Snow is a material with unusual properties. On the one hand, it is easily malleable – or 'ductile', to use the scientific jargon – which comes in handy when forming a snowball. On the other hand, it is also very brittle: if you throw the snowball against a wall, it smashes into smaller pieces. Whether snow behaves in a ductile or brittle way depends on the speed at which a force acts on it.
However, there is also a third state, midway between these two, which researchers at the WSL Institute for Snow and Avalanche Research (SLF) have now investigated more closely. If you compress a snowball at a certain speed (known as the 'strain rate'), it triggers something which the researchers call 'microquakes'. The ball is deformed, and tiny cracks form in the snow as bonds between ice crystals break.

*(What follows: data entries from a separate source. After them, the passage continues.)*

PR #462, opened 2020-12-22
fix: point at my branch for circleci oss test verification

joelfried:
This will let us see for certain that the monitor-ci branch in question passes oss e2e tests


Asalem1 (approved):
🤞🏽 here's to hoping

And yet the snowball does not break apart. This is due to a kind of repair process that takes place within fractions of a second: new bonds are formed between the snow crystals, which 'heal' the crack. This process of crack formation and healing is repeated periodically. The researchers used a force sensor to make this process visible: every time an (invisible) crack occurs, the strength in the snowball diminishes but then immediately builds up again. Eventually the pressure becomes too great and the snowball breaks apart.
But what has this got to do with earthquakes? Earthquakes are characterised by similar recurring cycles of strengthening and release of tension, known as the stick-slip effect: when two plates of the earth's mantle rub against each other and catch ('stick'), it generates a huge tension which deforms the rock. At some point the plates then jerk apart ('slip'), the tension subsides and the process begins again.
Based on this description of earthquakes, the SLF researchers developed a mathematical stick-slip model for snow microquakes. This model helps to better understand the ductile-brittle transition in failure behaviour, which among other things plays a role in avalanche formation.